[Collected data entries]
-------
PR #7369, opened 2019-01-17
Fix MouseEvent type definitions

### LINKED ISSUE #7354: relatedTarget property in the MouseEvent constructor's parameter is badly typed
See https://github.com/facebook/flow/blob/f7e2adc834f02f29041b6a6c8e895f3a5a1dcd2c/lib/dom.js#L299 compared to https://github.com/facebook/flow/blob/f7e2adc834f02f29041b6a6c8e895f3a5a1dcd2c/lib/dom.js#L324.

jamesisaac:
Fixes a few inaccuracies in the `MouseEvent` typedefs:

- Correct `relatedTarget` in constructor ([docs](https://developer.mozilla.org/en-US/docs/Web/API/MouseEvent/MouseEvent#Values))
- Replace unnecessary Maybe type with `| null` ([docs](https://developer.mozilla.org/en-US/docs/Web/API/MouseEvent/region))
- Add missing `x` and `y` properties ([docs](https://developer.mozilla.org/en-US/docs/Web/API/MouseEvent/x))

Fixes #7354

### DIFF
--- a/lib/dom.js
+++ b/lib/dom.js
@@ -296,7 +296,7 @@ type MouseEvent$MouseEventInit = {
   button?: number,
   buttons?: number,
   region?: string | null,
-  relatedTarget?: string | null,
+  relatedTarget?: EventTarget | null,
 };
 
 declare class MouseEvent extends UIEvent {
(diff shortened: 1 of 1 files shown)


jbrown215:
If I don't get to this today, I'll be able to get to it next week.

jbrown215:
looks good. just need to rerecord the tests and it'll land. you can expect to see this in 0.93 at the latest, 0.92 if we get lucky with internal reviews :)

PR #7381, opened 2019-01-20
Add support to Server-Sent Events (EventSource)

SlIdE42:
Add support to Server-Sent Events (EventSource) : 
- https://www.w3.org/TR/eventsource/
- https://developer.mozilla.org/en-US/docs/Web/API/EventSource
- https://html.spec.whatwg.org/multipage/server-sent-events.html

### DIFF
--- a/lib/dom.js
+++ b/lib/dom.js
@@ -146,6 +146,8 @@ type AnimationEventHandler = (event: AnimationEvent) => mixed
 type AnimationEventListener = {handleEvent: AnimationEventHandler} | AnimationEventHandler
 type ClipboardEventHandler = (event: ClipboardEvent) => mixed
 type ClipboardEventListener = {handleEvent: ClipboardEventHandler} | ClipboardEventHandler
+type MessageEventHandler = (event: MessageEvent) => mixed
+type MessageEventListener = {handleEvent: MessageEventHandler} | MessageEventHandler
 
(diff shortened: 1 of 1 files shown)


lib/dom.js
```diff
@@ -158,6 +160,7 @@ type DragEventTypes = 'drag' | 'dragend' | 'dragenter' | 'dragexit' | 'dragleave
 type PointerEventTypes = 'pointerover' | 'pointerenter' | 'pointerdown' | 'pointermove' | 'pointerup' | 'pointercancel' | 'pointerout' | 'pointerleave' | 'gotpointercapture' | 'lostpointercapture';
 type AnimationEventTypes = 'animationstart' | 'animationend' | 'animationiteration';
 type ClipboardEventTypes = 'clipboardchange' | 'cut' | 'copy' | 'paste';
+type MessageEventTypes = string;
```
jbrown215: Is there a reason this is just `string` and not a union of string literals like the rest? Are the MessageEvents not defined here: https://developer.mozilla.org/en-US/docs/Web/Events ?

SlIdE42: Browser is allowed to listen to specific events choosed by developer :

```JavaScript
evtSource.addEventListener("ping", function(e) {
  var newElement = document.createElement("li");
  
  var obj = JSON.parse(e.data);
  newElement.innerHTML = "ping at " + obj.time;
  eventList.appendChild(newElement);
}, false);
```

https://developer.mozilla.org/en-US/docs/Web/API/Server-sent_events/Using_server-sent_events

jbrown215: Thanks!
-------
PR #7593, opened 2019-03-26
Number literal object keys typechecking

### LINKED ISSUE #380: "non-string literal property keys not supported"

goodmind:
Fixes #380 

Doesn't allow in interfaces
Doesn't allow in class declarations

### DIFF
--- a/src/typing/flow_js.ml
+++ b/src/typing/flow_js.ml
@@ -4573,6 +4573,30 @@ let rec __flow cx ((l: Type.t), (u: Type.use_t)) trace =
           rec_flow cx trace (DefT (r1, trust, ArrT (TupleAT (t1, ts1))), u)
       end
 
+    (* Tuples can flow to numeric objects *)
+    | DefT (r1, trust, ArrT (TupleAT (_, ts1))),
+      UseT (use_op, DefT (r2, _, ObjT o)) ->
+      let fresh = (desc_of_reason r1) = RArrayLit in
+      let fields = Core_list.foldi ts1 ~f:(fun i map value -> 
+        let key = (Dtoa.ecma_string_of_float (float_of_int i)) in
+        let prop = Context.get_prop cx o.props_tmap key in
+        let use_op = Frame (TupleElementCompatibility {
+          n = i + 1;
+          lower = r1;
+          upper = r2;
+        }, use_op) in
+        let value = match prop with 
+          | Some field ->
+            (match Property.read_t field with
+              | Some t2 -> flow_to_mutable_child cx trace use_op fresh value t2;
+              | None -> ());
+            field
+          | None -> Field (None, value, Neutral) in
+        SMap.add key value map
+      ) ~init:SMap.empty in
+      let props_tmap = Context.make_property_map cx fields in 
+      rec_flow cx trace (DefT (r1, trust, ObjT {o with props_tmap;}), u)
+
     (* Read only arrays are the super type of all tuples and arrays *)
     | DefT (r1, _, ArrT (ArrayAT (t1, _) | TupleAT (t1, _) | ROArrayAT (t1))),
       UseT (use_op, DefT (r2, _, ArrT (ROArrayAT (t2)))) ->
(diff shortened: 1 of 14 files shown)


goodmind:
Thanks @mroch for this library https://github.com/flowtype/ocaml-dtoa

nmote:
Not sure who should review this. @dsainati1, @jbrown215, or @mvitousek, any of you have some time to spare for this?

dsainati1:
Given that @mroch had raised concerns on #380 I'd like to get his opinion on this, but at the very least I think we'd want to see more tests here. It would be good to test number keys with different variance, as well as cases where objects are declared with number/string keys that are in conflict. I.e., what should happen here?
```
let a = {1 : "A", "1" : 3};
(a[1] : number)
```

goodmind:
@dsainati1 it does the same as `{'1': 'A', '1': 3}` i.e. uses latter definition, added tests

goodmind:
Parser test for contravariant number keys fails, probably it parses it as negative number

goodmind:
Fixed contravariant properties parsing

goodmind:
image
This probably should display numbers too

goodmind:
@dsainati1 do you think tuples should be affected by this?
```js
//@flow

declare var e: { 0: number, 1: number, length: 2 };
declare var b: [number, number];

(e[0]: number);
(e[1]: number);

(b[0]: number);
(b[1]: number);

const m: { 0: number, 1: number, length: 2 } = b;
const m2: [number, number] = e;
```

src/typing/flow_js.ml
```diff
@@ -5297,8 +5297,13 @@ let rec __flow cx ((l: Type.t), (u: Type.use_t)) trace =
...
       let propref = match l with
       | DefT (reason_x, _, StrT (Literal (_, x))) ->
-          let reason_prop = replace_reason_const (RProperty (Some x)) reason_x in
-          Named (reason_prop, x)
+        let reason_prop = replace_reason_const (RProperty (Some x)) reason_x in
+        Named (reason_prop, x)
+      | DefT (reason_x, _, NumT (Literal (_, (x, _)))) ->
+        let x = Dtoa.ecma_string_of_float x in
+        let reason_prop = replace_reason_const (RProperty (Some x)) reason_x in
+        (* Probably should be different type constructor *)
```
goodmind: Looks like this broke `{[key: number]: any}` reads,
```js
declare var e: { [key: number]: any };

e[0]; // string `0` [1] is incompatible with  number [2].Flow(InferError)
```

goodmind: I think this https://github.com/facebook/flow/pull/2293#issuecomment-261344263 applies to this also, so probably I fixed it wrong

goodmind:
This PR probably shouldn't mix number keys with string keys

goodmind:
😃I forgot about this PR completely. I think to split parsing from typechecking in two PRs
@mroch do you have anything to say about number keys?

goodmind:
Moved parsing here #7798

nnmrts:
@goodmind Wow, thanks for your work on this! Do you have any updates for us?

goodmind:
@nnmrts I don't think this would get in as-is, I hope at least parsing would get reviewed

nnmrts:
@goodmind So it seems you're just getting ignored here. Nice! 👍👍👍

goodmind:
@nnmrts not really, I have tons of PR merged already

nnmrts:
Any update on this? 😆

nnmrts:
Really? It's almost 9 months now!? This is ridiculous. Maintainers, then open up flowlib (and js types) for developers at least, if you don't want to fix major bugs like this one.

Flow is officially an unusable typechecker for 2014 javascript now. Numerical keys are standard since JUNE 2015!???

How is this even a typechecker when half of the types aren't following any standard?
-------
## Problem statement
Each line above that contains the word "trust" must be copied.

## Problem solution
           rec_flow cx trace (DefT (r1, trust, ArrT (TupleAT (t1, ts1))), u)
+    | DefT (r1, trust, ArrT (TupleAT (_, ts1))),
+      rec_flow cx trace (DefT (r1, trust, ObjT {o with props_tmap;}), u)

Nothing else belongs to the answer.